▶ [Work to be completed]
A line below contains "lgritz, line 1084: Does", and a later one contains "bfraboni: Right, I". Repeat both, with every line between them, exactly.

::::::::

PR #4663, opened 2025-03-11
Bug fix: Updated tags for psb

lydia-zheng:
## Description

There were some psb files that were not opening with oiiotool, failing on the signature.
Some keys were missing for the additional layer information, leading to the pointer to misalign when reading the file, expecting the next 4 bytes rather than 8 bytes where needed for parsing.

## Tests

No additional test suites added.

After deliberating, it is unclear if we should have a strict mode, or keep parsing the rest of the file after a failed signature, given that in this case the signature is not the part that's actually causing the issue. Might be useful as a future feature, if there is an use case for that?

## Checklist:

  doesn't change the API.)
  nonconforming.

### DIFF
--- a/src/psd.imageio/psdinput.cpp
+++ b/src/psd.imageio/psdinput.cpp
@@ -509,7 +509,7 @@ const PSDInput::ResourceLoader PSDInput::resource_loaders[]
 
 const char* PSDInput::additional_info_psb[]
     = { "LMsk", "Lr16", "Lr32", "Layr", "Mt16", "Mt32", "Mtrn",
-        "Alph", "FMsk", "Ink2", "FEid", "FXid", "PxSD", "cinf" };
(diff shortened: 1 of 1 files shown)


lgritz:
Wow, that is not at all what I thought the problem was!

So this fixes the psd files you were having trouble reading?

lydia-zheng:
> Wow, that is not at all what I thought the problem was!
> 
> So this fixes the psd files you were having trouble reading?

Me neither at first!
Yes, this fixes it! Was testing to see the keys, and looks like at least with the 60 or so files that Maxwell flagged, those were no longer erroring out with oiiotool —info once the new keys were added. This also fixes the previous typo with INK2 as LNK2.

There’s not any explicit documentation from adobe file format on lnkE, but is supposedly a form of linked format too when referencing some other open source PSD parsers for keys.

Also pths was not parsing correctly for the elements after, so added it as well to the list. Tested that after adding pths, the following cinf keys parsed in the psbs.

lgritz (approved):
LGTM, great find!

::::::::

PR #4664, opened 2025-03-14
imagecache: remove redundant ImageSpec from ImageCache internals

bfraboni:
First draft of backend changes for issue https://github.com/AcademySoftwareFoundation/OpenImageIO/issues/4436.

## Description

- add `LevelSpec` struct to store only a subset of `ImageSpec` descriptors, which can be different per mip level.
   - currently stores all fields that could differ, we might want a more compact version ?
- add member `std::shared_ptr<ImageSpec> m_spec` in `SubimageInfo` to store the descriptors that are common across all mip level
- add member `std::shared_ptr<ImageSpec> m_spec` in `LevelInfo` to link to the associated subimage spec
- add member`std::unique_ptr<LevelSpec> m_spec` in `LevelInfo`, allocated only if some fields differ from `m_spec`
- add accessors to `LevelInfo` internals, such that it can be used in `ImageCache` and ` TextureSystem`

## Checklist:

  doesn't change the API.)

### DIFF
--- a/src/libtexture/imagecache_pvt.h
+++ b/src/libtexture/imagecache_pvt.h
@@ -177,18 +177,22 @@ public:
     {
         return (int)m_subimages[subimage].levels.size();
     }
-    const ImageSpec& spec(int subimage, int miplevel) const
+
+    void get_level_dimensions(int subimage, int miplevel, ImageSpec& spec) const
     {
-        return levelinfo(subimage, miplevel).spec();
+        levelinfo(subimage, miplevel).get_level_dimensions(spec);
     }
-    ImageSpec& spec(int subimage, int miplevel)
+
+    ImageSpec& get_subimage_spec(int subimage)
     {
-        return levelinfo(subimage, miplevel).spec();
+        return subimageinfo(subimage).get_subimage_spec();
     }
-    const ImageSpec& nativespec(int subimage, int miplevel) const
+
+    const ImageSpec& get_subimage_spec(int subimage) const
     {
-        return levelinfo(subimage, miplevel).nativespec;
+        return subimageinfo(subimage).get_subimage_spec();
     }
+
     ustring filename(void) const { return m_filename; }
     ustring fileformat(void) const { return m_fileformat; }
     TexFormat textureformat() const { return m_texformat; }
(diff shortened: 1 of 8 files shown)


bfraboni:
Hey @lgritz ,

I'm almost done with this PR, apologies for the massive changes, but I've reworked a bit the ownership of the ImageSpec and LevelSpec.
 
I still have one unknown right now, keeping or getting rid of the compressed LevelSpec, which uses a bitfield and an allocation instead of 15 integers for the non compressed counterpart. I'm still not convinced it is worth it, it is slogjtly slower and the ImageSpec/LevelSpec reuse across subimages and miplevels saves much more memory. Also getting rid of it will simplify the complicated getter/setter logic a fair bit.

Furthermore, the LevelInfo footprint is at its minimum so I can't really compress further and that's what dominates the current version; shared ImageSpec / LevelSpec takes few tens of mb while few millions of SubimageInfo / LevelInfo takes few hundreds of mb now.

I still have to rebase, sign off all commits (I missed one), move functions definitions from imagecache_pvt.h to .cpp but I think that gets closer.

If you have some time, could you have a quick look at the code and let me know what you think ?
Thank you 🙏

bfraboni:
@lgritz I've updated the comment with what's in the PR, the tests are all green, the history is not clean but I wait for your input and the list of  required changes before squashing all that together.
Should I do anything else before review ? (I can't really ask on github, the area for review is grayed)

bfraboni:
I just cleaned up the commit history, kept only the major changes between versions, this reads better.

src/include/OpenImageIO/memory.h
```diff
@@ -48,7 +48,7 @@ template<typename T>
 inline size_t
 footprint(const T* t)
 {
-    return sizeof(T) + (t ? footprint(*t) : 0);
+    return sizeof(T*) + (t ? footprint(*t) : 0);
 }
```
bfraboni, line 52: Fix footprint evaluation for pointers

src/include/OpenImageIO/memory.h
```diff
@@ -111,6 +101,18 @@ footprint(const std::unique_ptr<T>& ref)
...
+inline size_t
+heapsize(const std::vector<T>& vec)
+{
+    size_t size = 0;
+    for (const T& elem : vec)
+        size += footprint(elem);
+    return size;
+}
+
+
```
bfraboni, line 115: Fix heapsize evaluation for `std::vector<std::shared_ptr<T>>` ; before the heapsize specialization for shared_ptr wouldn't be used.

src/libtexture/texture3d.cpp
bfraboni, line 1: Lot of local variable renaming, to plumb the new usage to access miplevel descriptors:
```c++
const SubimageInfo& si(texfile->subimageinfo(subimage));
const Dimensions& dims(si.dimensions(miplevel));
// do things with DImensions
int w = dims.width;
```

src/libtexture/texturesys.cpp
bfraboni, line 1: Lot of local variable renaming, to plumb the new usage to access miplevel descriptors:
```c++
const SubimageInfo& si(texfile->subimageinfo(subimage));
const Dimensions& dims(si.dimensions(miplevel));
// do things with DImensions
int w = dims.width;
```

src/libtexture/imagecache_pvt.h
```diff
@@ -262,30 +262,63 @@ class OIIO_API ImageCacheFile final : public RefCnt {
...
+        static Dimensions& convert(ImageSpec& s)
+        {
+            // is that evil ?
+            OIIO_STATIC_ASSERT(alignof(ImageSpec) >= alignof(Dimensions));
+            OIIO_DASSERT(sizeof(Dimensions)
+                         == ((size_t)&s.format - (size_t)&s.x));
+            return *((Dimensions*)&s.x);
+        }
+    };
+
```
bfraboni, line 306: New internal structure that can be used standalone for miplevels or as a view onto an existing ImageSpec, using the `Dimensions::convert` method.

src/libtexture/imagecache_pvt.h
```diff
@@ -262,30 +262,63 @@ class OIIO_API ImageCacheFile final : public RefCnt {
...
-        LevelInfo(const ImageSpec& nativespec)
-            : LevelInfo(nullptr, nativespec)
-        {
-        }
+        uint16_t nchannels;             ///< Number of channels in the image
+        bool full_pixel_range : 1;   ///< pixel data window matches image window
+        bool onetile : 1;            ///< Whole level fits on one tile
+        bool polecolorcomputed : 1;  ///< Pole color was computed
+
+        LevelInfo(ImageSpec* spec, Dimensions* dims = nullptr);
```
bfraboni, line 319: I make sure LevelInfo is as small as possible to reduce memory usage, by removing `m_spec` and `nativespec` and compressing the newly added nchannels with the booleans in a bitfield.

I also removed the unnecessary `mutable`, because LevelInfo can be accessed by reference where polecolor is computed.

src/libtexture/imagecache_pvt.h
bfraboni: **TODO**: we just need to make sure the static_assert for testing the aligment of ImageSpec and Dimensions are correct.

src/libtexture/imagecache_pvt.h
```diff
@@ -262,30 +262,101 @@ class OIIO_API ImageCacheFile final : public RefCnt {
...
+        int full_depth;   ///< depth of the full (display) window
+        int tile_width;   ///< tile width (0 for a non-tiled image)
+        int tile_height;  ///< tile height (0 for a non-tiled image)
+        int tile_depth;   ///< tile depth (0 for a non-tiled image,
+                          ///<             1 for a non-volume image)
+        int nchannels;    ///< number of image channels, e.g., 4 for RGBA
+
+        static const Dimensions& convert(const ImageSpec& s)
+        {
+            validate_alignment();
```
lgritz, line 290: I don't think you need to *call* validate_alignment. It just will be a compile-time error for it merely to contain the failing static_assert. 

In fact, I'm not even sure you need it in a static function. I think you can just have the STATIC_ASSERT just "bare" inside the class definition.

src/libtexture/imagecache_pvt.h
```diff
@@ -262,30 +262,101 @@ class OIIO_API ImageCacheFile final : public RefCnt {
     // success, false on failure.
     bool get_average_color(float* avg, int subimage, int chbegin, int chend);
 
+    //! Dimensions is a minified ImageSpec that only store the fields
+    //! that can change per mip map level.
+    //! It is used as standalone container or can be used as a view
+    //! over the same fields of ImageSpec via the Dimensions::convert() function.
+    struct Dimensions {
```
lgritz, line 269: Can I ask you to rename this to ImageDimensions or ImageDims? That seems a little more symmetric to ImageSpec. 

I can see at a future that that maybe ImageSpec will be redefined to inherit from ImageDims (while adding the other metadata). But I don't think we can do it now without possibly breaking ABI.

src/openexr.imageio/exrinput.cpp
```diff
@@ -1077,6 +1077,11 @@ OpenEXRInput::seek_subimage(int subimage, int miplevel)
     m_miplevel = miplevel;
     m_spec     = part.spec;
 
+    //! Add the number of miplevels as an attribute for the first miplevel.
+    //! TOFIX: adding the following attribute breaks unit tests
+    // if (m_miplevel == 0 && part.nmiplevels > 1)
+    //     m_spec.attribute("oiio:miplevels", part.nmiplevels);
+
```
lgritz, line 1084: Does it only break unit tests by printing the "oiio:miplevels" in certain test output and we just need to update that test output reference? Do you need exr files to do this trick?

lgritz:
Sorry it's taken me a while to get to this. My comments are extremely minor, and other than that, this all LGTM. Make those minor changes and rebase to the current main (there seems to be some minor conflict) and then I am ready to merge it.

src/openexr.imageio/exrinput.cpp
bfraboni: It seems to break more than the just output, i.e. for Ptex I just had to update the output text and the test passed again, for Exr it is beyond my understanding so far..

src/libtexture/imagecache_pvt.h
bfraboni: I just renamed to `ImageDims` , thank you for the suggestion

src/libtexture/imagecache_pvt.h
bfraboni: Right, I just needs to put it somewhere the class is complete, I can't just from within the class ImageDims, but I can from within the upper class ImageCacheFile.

::::::::

▶ [Response for this exercise]
lgritz, line 1084: Does it only break unit tests by printing the "oiio:miplevels" in certain test output and we just need to update that test output reference? Do you need exr files to do this trick?

lgritz:
Sorry it's taken me a while to get to this. My comments are extremely minor, and other than that, this all LGTM. Make those minor changes and rebase to the current main (there seems to be some minor conflict) and then I am ready to merge it.

src/openexr.imageio/exrinput.cpp
bfraboni: It seems to break more than the just output, i.e. for Ptex I just had to update the output text and the test passed again, for Exr it is beyond my understanding so far..

src/libtexture/imagecache_pvt.h
bfraboni: I just renamed to `ImageDims` , thank you for the suggestion

src/libtexture/imagecache_pvt.h
bfraboni: Right, I just needs to put it somewhere the class is complete, I can't just from within the class ImageDims, but I can from within the upper class ImageCacheFile.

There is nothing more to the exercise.